## Stored data
PR #251, opened 2021-07-13
Add ReadAnalogF64 to DAQ service

astarche:

Adds ReadAnalogF64 to DAQ service.

Enables very basic analog acquisition in DAQ.

Ran and passed all DAQ tests.

### DIFF
--- a/generated/nidaqmx/nidaqmx_library.cpp
+++ b/generated/nidaqmx/nidaqmx_library.cpp
@@ -26,6 +26,7 @@ NiDAQmxLibrary::NiDAQmxLibrary() : shared_library_(kLibraryName)
   function_pointers_.CreateDIChan = reinterpret_cast<CreateDIChanPtr>(shared_library_.get_function_pointer("DAQmxCreateDIChan"));
   function_pointers_.CreateDOChan = reinterpret_cast<CreateDOChanPtr>(shared_library_.get_function_pointer("DAQmxCreateDOChan"));
   function_pointers_.CreateTask = reinterpret_cast<CreateTaskPtr>(shared_library_.get_function_pointer("DAQmxCreateTask"));
+  function_pointers_.ReadAnalogF64 = reinterpret_cast<ReadAnalogF64Ptr>(shared_library_.get_function_pointer("DAQmxReadAnalogF64"));
   function_pointers_.StartTask = reinterpret_cast<StartTaskPtr>(shared_library_.get_function_pointer("DAQmxStartTask"));
   function_pointers_.StopTask = reinterpret_cast<StopTaskPtr>(shared_library_.get_function_pointer("DAQmxStopTask"));
 }
@@ -53,7 +54,7 @@ int32 NiDAQmxLibrary::ClearTask(TaskHandle task)
 #endif
 }
 
-int32 NiDAQmxLibrary::CreateAIVoltageChan(TaskHandle task, const char physicalChannel[], const char nameToAssignToChannel[], int terminalConfig, float64 minVal, float64 maxVal, int units, const char customScaleName[])
+int32 NiDAQmxLibrary::CreateAIVoltageChan(TaskHandle task, const char physicalChannel[], const char nameToAssignToChannel[], int32 terminalConfig, float64 minVal, float64 maxVal, int32 units, const char customScaleName[])
 {
   if (!function_pointers_.CreateAIVoltageChan) {
     throw nidevice_grpc::LibraryLoadException("Could not find DAQmxCreateAIVoltageChan.");
@@ -65,7 +66,7 @@ int32 NiDAQmxLibrary::CreateAIVoltageChan(TaskHandle task, const char physicalCh
 #endif
 }
 
-int32 NiDAQmxLibrary::CreateDIChan(TaskHandle task, const char lines[], const char nameToAssignToLines[], int lineGrouping)
+int32 NiDAQmxLibrary::CreateDIChan(TaskHandle task, const char lines[], const char nameToAssignToLines[], int32 lineGrouping)
 {
   if (!function_pointers_.CreateDIChan) {
     throw nidevice_grpc::LibraryLoadException("Could not find DAQmxCreateDIChan.");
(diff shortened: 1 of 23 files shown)


generated/nidaqmx/nidaqmx_library.cpp
```diff
@@ -53,7 +54,7 @@ int32 NiDAQmxLibrary::ClearTask(TaskHandle task)
 #endif
 }
 
-int32 NiDAQmxLibrary::CreateAIVoltageChan(TaskHandle task, const char physicalChannel[], const char nameToAssignToChannel[], int terminalConfig, float64 minVal, float64 maxVal, int units, const char customScaleName[])
+int32 NiDAQmxLibrary::CreateAIVoltageChan(TaskHandle task, const char physicalChannel[], const char nameToAssignToChannel[], int32 terminalConfig, float64 minVal, float64 maxVal, int32 units, const char customScaleName[])
```
astarche, line 57: Note: the CppHeaderParser tool that I'm using has a quirk where the `int32` typedef reports it's type as the underlying type `int` (but other similar ones do not). This started to cause a problem with out params. I fixed the metadata generation to correct this across the board, so it's in all the diffs.

source/codegen/metadata/nidaqmx/functions.py
```diff
@@ -125,6 +125,56 @@
...
+                'name': 'arraySizeInSamps',
+                'type': 'uInt32'
+            },
+            {
+                'direction': 'out',
+                'name': 'sampsPerChanRead',
+                'type': 'int32'
+            },
+            {
+                'direction': 'pass_null',
```
astarche, line 171: Note: this is documented in the [C API](https://zone.ni.com/reference/en-XX/help/370471AM-01/daqmxcfunc/daqmxreadanalogf64/). The desired behavior for grpc-device is to omit the parameter from the proto and hardcode a `nullptr` input.

I used `direction` for this for a few reasons. (1) the actual "direction" on the API is ambiguous, especially since ptrs are typically outputs. (2) it codegens easier this way.

astarche: > it codegens easier this way

It would be *almost* as easy to implement it as an `in` parameter with `pass_null: True`. There'd be a few more places where it needs to be removed from parameter lists (i.e., with `include_in_proto: False`)

source/tests/system/nidaqmx_driver_api_tests.cpp
```diff
@@ -141,6 +143,20 @@ class NiDAQmxDriverApiTests : public ::testing::Test {
...
 
+  ::grpc::Status read_analog_f64(
+      int32 samps_per_chan,
+      uint32 array_size_in_samps,
+      ReadAnalogF64Response& response)
+  {
+    ::grpc::ClientContext context;
+    ReadAnalogF64Request request;
+    set_request_session_id(request);
+    request.set_num_samps_per_chan(100);
```
reckenro, line 154: Did you want to use the `samps_per_chan` and `array_size_in_samps` args here instead of 100 for the request fields?

source/tests/system/nidaqmx_driver_api_tests.cpp
```diff
@@ -188,17 +204,25 @@ TEST_F(NiDAQmxDriverApiTests, CreateDOChannel_Succeeds)
...
 
   StartTaskResponse start_response;
   auto start_status = start_task(start_response);
+  ReadAnalogF64Response read_response;
+  auto read_status = read_analog_f64(100, 100, read_response);
   StopTaskResponse stop_response;
   auto stop_status = stop_task(stop_response);
 
+  EXPECT_EQ(read_response.read_array_size(), 100);
+  EXPECT_THAT(read_response.read_array(), Each(Not(Lt(AI_MIN))));
```
reckenro, line 222: [FYI] This is just in case you didn't see these matchers, but you could use >= and <= instead if you wanted for `Each(Ge(AI_MIN))` and `Each(Le(AI_MAX))`. But I prefer the way you have it, it reads better.

source/codegen/metadata/nidaqmx/functions.py
reckenro: Yeah, in the C API linked it's under the _Input_ parameters so I'm leaning towards keeping it that way. I think I'd prefer that as well because the direction being "pass_null" just sounds a little awkward to me. And I agree, `pass_null: True` sounds good for the indicator. I guess we could be more general with a `value: nullptr` but the pattern we probably'd rather capture is the pass_null part like you suggest.

reckenro (changes requested):
I want to avoid the `direction: 'pass_null'` and go with the alternative you suggested and see how that looks.

source/codegen/metadata/nidaqmx/functions.py
astarche: Good call, thanks for the feedback.

Addressed in [this change](https://github.com/ni/grpc-device/pull/251/commits/21ac3765c6e9023115cd41ed27b7ab7558df3539)

I like the `value: nullptr` idea too. The advantage of `pass_null` is that it captures both the `input_by_ptr` and `hardcoded_value` concept in one field. Of course we could also handle that with 2 fields, but I'd question whether that really generalizes to anything useful (at least for `input_by_ptr`; `hardcoded_value` seems pretty reusable).

source/codegen/templates/service_helpers.mako
```diff
@@ -197,6 +199,11 @@ ${initialize_standard_input_param(function_name, parameter)}\
       ${parameter['type']} ${parameter_name} = request->${field_name}().size();\
 </%def>
 
+## Initialize a 'pass_null' param.
+<%def name="initialize_pass_null_param(parameter)">\
+      auto ${parameter["name"]} = nullptr;\
```
reckenro, line 204: I think you'll have to do the same `common_helpers.camel_to_snake(parameter['cppName'])` other initialize methods do to come up with the variable name. This will make sure it aligns with what's expected later when we call `CreateArgs`. I think eventually this could be cleaned up and possibly refactored into the metadata_mutation stuff but for now just doing it in this method should be fine.

reckenro (approved):
Just a small update needed in the new initialize helper. But the `'pass_null': True` looks good in the metadata files.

## Work item
Go through the records above and repeat each one exactly.

## Final answer
PR #251, opened 2021-07-13
Add ReadAnalogF64 to DAQ service

astarche:

Adds ReadAnalogF64 to DAQ service.

Enables very basic analog acquisition in DAQ.

Ran and passed all DAQ tests.

### DIFF
--- a/generated/nidaqmx/nidaqmx_library.cpp
+++ b/generated/nidaqmx/nidaqmx_library.cpp
@@ -26,6 +26,7 @@ NiDAQmxLibrary::NiDAQmxLibrary() : shared_library_(kLibraryName)
   function_pointers_.CreateDIChan = reinterpret_cast<CreateDIChanPtr>(shared_library_.get_function_pointer("DAQmxCreateDIChan"));
   function_pointers_.CreateDOChan = reinterpret_cast<CreateDOChanPtr>(shared_library_.get_function_pointer("DAQmxCreateDOChan"));
   function_pointers_.CreateTask = reinterpret_cast<CreateTaskPtr>(shared_library_.get_function_pointer("DAQmxCreateTask"));
+  function_pointers_.ReadAnalogF64 = reinterpret_cast<ReadAnalogF64Ptr>(shared_library_.get_function_pointer("DAQmxReadAnalogF64"));
   function_pointers_.StartTask = reinterpret_cast<StartTaskPtr>(shared_library_.get_function_pointer("DAQmxStartTask"));
   function_pointers_.StopTask = reinterpret_cast<StopTaskPtr>(shared_library_.get_function_pointer("DAQmxStopTask"));
 }
@@ -53,7 +54,7 @@ int32 NiDAQmxLibrary::ClearTask(TaskHandle task)
 #endif
 }
 
-int32 NiDAQmxLibrary::CreateAIVoltageChan(TaskHandle task, const char physicalChannel[], const char nameToAssignToChannel[], int terminalConfig, float64 minVal, float64 maxVal, int units, const char customScaleName[])
+int32 NiDAQmxLibrary::CreateAIVoltageChan(TaskHandle task, const char physicalChannel[], const char nameToAssignToChannel[], int32 terminalConfig, float64 minVal, float64 maxVal, int32 units, const char customScaleName[])
 {
   if (!function_pointers_.CreateAIVoltageChan) {
     throw nidevice_grpc::LibraryLoadException("Could not find DAQmxCreateAIVoltageChan.");
@@ -65,7 +66,7 @@ int32 NiDAQmxLibrary::CreateAIVoltageChan(TaskHandle task, const char physicalCh
 #endif
 }
 
-int32 NiDAQmxLibrary::CreateDIChan(TaskHandle task, const char lines[], const char nameToAssignToLines[], int lineGrouping)
+int32 NiDAQmxLibrary::CreateDIChan(TaskHandle task, const char lines[], const char nameToAssignToLines[], int32 lineGrouping)
 {
   if (!function_pointers_.CreateDIChan) {
     throw nidevice_grpc::LibraryLoadException("Could not find DAQmxCreateDIChan.");
(diff shortened: 1 of 23 files shown)


generated/nidaqmx/nidaqmx_library.cpp
```diff
@@ -53,7 +54,7 @@ int32 NiDAQmxLibrary::ClearTask(TaskHandle task)
 #endif
 }
 
-int32 NiDAQmxLibrary::CreateAIVoltageChan(TaskHandle task, const char physicalChannel[], const char nameToAssignToChannel[], int terminalConfig, float64 minVal, float64 maxVal, int units, const char customScaleName[])
+int32 NiDAQmxLibrary::CreateAIVoltageChan(TaskHandle task, const char physicalChannel[], const char nameToAssignToChannel[], int32 terminalConfig, float64 minVal, float64 maxVal, int32 units, const char customScaleName[])
```
astarche, line 57: Note: the CppHeaderParser tool that I'm using has a quirk where the `int32` typedef reports it's type as the underlying type `int` (but other similar ones do not). This started to cause a problem with out params. I fixed the metadata generation to correct this across the board, so it's in all the diffs.

source/codegen/metadata/nidaqmx/functions.py
```diff
@@ -125,6 +125,56 @@
...
+                'name': 'arraySizeInSamps',
+                'type': 'uInt32'
+            },
+            {
+                'direction': 'out',
+                'name': 'sampsPerChanRead',
+                'type': 'int32'
+            },
+            {
+                'direction': 'pass_null',
```
astarche, line 171: Note: this is documented in the [C API](https://zone.ni.com/reference/en-XX/help/370471AM-01/daqmxcfunc/daqmxreadanalogf64/). The desired behavior for grpc-device is to omit the parameter from the proto and hardcode a `nullptr` input.

I used `direction` for this for a few reasons. (1) the actual "direction" on the API is ambiguous, especially since ptrs are typically outputs. (2) it codegens easier this way.

astarche: > it codegens easier this way

It would be *almost* as easy to implement it as an `in` parameter with `pass_null: True`. There'd be a few more places where it needs to be removed from parameter lists (i.e., with `include_in_proto: False`)

source/tests/system/nidaqmx_driver_api_tests.cpp
```diff
@@ -141,6 +143,20 @@ class NiDAQmxDriverApiTests : public ::testing::Test {
...
 
+  ::grpc::Status read_analog_f64(
+      int32 samps_per_chan,
+      uint32 array_size_in_samps,
+      ReadAnalogF64Response& response)
+  {
+    ::grpc::ClientContext context;
+    ReadAnalogF64Request request;
+    set_request_session_id(request);
+    request.set_num_samps_per_chan(100);
```
reckenro, line 154: Did you want to use the `samps_per_chan` and `array_size_in_samps` args here instead of 100 for the request fields?

source/tests/system/nidaqmx_driver_api_tests.cpp
```diff
@@ -188,17 +204,25 @@ TEST_F(NiDAQmxDriverApiTests, CreateDOChannel_Succeeds)
...
 
   StartTaskResponse start_response;
   auto start_status = start_task(start_response);
+  ReadAnalogF64Response read_response;
+  auto read_status = read_analog_f64(100, 100, read_response);
   StopTaskResponse stop_response;
   auto stop_status = stop_task(stop_response);
 
+  EXPECT_EQ(read_response.read_array_size(), 100);
+  EXPECT_THAT(read_response.read_array(), Each(Not(Lt(AI_MIN))));
```
reckenro, line 222: [FYI] This is just in case you didn't see these matchers, but you could use >= and <= instead if you wanted for `Each(Ge(AI_MIN))` and `Each(Le(AI_MAX))`. But I prefer the way you have it, it reads better.

source/codegen/metadata/nidaqmx/functions.py
reckenro: Yeah, in the C API linked it's under the _Input_ parameters so I'm leaning towards keeping it that way. I think I'd prefer that as well because the direction being "pass_null" just sounds a little awkward to me. And I agree, `pass_null: True` sounds good for the indicator. I guess we could be more general with a `value: nullptr` but the pattern we probably'd rather capture is the pass_null part like you suggest.

reckenro (changes requested):
I want to avoid the `direction: 'pass_null'` and go with the alternative you suggested and see how that looks.

source/codegen/metadata/nidaqmx/functions.py
astarche: Good call, thanks for the feedback.

Addressed in [this change](https://github.com/ni/grpc-device/pull/251/commits/21ac3765c6e9023115cd41ed27b7ab7558df3539)

I like the `value: nullptr` idea too. The advantage of `pass_null` is that it captures both the `input_by_ptr` and `hardcoded_value` concept in one field. Of course we could also handle that with 2 fields, but I'd question whether that really generalizes to anything useful (at least for `input_by_ptr`; `hardcoded_value` seems pretty reusable).

source/codegen/templates/service_helpers.mako
```diff
@@ -197,6 +199,11 @@ ${initialize_standard_input_param(function_name, parameter)}\
       ${parameter['type']} ${parameter_name} = request->${field_name}().size();\
 </%def>
 
+## Initialize a 'pass_null' param.
+<%def name="initialize_pass_null_param(parameter)">\
+      auto ${parameter["name"]} = nullptr;\
```
reckenro, line 204: I think you'll have to do the same `common_helpers.camel_to_snake(parameter['cppName'])` other initialize methods do to come up with the variable name. This will make sure it aligns with what's expected later when we call `CreateArgs`. I think eventually this could be cleaned up and possibly refactored into the metadata_mutation stuff but for now just doing it in this method should be fine.

reckenro (approved):
Just a small update needed in the new initialize helper. But the `'pass_null': True` looks good in the metadata files.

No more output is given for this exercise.